** TASK DIRECTIONS **
Copy out each line of the data below in which the string "opened" appears.

-------- SUPPLIED MATERIAL --------

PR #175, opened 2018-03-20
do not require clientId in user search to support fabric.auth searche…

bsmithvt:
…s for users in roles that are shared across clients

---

--------
-------- SUPPLIED MATERIAL --------

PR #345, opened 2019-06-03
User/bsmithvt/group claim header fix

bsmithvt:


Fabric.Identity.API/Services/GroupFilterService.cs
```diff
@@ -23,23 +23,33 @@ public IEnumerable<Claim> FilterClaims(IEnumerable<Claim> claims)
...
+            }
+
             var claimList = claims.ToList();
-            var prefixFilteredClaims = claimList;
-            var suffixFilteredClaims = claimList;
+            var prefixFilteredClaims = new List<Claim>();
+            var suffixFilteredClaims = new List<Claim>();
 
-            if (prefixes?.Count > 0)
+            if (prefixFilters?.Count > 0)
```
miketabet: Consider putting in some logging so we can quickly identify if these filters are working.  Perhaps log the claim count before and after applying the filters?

--------

** THE ANSWER **
PR #175, opened 2018-03-20
PR #345, opened 2019-06-03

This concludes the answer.